Before we continue, I have to explain what happens when using poison in the == operator. In general, you can think that poison either raises UB immediately (if e.g., it is used in a memory operation) or it propagates poison (that's where the name came from; it poisons other values).

For our discussion, these details don't matter and will only confuse us. But, for example, storing a poison value (as we do here with *p) is immediate UB while using it in the == operator makes the result be poison. And so, if bar is poison, the branch condition becomes poison too and we have a branch-on-poison situation.

Back on topic, in the original code, we stored tar, which is ok since it's not poison. But in the transformed code, we store bar, which is poison, so we introduced UB. This is invalid only if branching on poison is defined (e.g., non deterministically, as we did).
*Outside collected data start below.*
PR #2576, opened 2025-07-31
Don't show product identifier for non-Google purchases in Customer Center

vegaro:
We were displaying the product id for purchases that we don't have the details for. This happens for example for Apple purchases, or for Stripe. 

Screenshot 2025-07-31 at 14 12 32

With this change we will start displaying the entitlement, or if there's no entitlement, "Subscription" or "One time purchase"

### DIFF
--- a/ui/revenuecatui/src/main/kotlin/com/revenuecat/purchases/ui/revenuecatui/customercenter/data/PurchaseInformation.kt
+++ b/ui/revenuecatui/src/main/kotlin/com/revenuecat/purchases/ui/revenuecatui/customercenter/data/PurchaseInformation.kt
@@ -49,8 +49,9 @@ internal data class PurchaseInformation(
         transaction: TransactionDetails,
         dateFormatter: DateFormatter = DefaultDateFormatter(),
         locale: Locale,
+        localization: CustomerCenterConfigData.Localization? = null,
     ) : this(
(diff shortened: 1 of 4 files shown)


ui/revenuecatui/src/main/kotlin/com/revenuecat/purchases/ui/revenuecatui/customercenter/data/PurchaseInformation.kt
```diff
@@ -101,25 +104,56 @@ internal data class PurchaseInformation(
...
+        }
+
+        // In sandbox, we don't know if the price is actually free or not (it's always 0)
+        // So we fall back to the product price.
+        transaction.price?.amountMicros == 0L && !transaction.isSandbox -> {
+            PriceDetails.Free
+        }
+
+        subscribedProduct != null -> {
+            if (subscribedProduct.price.amountMicros == 0L) {
```
facumenzella, line 125: Is this a valid comparison? Or should we check if it's almost zero? In swift you have https://developer.apple.com/documentation/swift/float/iszero

vegaro: It's a `Long` so I believe it's fine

Because if not, UB exists in both versions (since both branch on poison).

In summary, there are two difficulties when trying to escape from UB through definedness. One is to add it so that it does not cause problems for the back-end or performance regressions. The latter requires a broad understanding of modern assemblies, what they can easily express, and which of those things are fast.

The other difficulty is that a definition which might be optimal for one optimization, might cancel out another. In that regard, optimizations can be mutually exclusive. Also, adding definedness might introduce a cognitive load for the compiler developers.

All these trade-offs make it difficult to find the sweet spot. Especially since we can't change the source language and we should also preserve backwards compatibility. My hope is that future intermediate represenations will learn from LLVM IR and at least have the chance to design these features from the ground up.